**Problem description:** Repeat, exactly as written, the lines of the records below from the first through the line with "Could you please", but none past it.
*** Extracted data ***
PR #2034, opened 2023-03-18
fixed the arch pptx file

aradhalevy:
fixed the arch pptx file, as it was of an older version of the arch png


roytman (commented):
Thanks @aradhalevy,

Could you please move the file to fybrik/docs. 
The file is not part of the Website, so probably will be better to store it there.

roytman (commented):
architcture -> architecture

roytman (approved):

PR #2017, opened 2023-03-06
A script to collect fybrik information using kubectl

Vicky-Goldin:
For the record: started to work on the bash script on 28/2.

Wrote a `bash` script, which saves in a local directory the logs, output of `get pods`, modules yamls, certain configmaps, and fybrikapplication yaml if a fybrikapplication uuid (or namespace and name) were specified.
The behavior is configured by flags, which are explained in `./hack/save-logs-files.sh -h`

An example for the output of running the script from root of `fybrik`:
`./hack/save-logs-files.sh -u 1d8c95ff-0eda-45b9-a38d-291b68170ad7 -d 10m`
[fybrik_logs_2023-03-16_15-25_last_10m.zip](https://github.com/fybrik/fybrik/files/10991286/fybrik_logs_2023-03-16_15-25_last_10m.zip)

Closes #568

PR #2039, opened 2023-03-22
A script to collect fybrik information using kubectl [new branch]

### LINKED ISSUE #568: A method to collect debugging information from a running system
A method to collect debugging information from a running system

reported by:  @ronenkat 

This can be implemented as a script which will dump all relevant data to help collect information on the system.

The relevant data could contain:
- last x lines from logs of the manager and connectors,
- status of m4dapplications that are running
- dump of the relevant config maps in m4d-system

Vicky-Goldin:
This PR continues PR #2017, but from a new branch, since the previous one didn't use `git` commands correctly when merging new commits from `master`.

Closes #568

### DIFF
--- a/hack/save-logs-files.sh
+++ b/hack/save-logs-files.sh
@@ -3,6 +3,11 @@
 # Copyright 2023 IBM Corp.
*** End of Extracted data ***
**Your solution:**
PR #2034, opened 2023-03-18
fixed the arch pptx file

aradhalevy:
fixed the arch pptx file, as it was of an older version of the arch png


roytman (commented):
Thanks @aradhalevy,

Could you please move the file to fybrik/docs. 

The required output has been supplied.